The Nobel Prize in Physics for the Discovery of Neutrons Was Auctioned Off This Week

The prize fetched more than Faulkner’s Nobel, but less than Crick’s

Photo: Ted Spiegel/CORBIS

Nobel Prize winners belong to a pretty exclusive group. Since the awards were conceived of back in 1901, just 847 individuals have received one of these honors. For those whose life's work isn't exactly Nobel material, however, there's another option for getting ahold of a Nobel medal: just buy one. This week, Sotheby's auctioned off James Chadwick's 1936 Nobel Prize in Physics for $329,000. 

Chadwick won the Nobel for his discovery of the neutron. Here's Scientific American with more on how the prize came to be on the auction block: 

Chadwick's family sold his Nobel medal and diploma about 20 years ago to a collector of metals and numismatics.

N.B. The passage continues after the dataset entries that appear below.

PR #92717, opened 2020-07-01
add helpers for managing conditions

deads2k:
adds basic find/set/remove/status for conditions

/priority important-soon
@kubernetes/sig-api-machinery-pr-reviews 

```release-note
NONE
```

### DIFF
--- a/staging/src/k8s.io/apimachinery/pkg/api/meta/conditions.go
+++ b/staging/src/k8s.io/apimachinery/pkg/api/meta/conditions.go
@@ -1,0 +1,101 @@
+/*
+Copyright 2020 The Kubernetes Authors.
+
+Licensed under the Apache License, Version 2.0 (the "License");
+you may not use this file except in compliance with the License.
+You may obtain a copy of the License at
+
+    http://www.apache.org/licenses/LICENSE-2.0
+
+Unless required by applicable law or agreed to in writing, software
+distributed under the License is distributed on an "AS IS" BASIS,
+WITHOUT WARRANTIES OR CONDITIONS OF ANY KIND, either express or implied.
+See the License for the specific language governing permissions and
+limitations under the License.
+*/
+
+package meta
+
+import (
+	"time"
+
+	metav1 "k8s.io/apimachinery/pkg/apis/meta/v1"
+)
+
+// SetStatusCondition sets the corresponding condition in conditions to newCondition.
+// conditions must be non-nil.
+// 1. if the condition of the specified type already exists (all fields of the existing condition are updated to
+//    newCondition, LastTransitionTime is set to now if the new status differs from the old status)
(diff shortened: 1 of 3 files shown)


staging/src/k8s.io/apimachinery/pkg/api/meta/conditions.go
```diff
@@ -0,0 +1,80 @@
...
+	"time"
+
+	metav1 "k8s.io/apimachinery/pkg/apis/meta/v1"
+)
+
+// SetStatusCondition sets the corresponding condition in conditions to newCondition.
+func SetStatusCondition(conditions *[]metav1.Condition, newCondition metav1.Condition) {
+	if conditions == nil {
+		conditions = &[]metav1.Condition{}
+	}
```
liggitt, line 13: if nil is passed in, isn't the effect of this function lost?

staging/src/k8s.io/apimachinery/pkg/api/meta/conditions.go
```diff
@@ -0,0 +1,80 @@
+package meta
+
+import (
+	"time"
+
+	metav1 "k8s.io/apimachinery/pkg/apis/meta/v1"
+)
+
+// SetStatusCondition sets the corresponding condition in conditions to newCondition.
```
liggitt, line 9: document that `conditions` must be non-nil, and document what happens in the following cases:
1. if the condition of the specified type already exists (all fields of the existing condition are updated to `newCondition`, LastTransitionTime is set to now if the new status differs from the old status)
2. if a condition of the specified type does not exist (LastTransitionTime is set to now() if unset, and newCondition is appended)

staging/src/k8s.io/apimachinery/pkg/api/meta/conditions.go
```diff
@@ -0,0 +1,80 @@
...
+
+	existingCondition.Reason = newCondition.Reason
+	existingCondition.Message = newCondition.Message
+}
+
+// RemoveStatusCondition removes the corresponding conditionType from conditions.
+func RemoveStatusCondition(conditions *[]metav1.Condition, conditionType string) {
+	if conditions == nil {
+		conditions = &[]metav1.Condition{}
+	}
```
liggitt, line 40: same question, if nil, can't we just return early?

staging/src/k8s.io/apimachinery/pkg/api/meta/conditions.go
```diff
@@ -0,0 +1,80 @@
...
+	newConditions := []metav1.Condition{}
```
liggitt, line 41:
```suggestion
	newConditions := make([]metav1.Condition, 0, len(conditions)-1)
```

liggitt:
a couple nits and doc requests, mostly lgtm

liggitt:
/approve 

nit on boilerplate header, lgtm otherwise

deads2k:
verify fixed.  Tagging per comment.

[Selby Kiffer, Sotheby's international senior books specialist,] said the collector might have been motivated to sell the Chadwick medal now after an expectation-shattering sale of the Nobel Prize medal and diploma that was awarded to Francis Crick in 1953 for the discovery of DNA's twisted ladder shape.

Chadwick's medal fetched a respectable price earlier this week, but it pales compared to the final bid on Crick's 1953 Nobel Prize for Physiology or Medicine for the discovery of DNA's double helix geometry. Crick's medal, auctioned off last spring, fetched a whopping $2,270,500, LiveScience reports. The buyer was the CEO of a Chinese biomedical company. 

Still, Chadwick's prize isn't on the bottom of the Nobel-auction pecking order. Last June, Circa reports, William Faulkner's 1949 Nobel Prize for Literature went unsold. Sotheby's still has Faulkner's Prize and other Nobel memorabilia listed on its site, estimating the value to be between $500,000 to $1 million.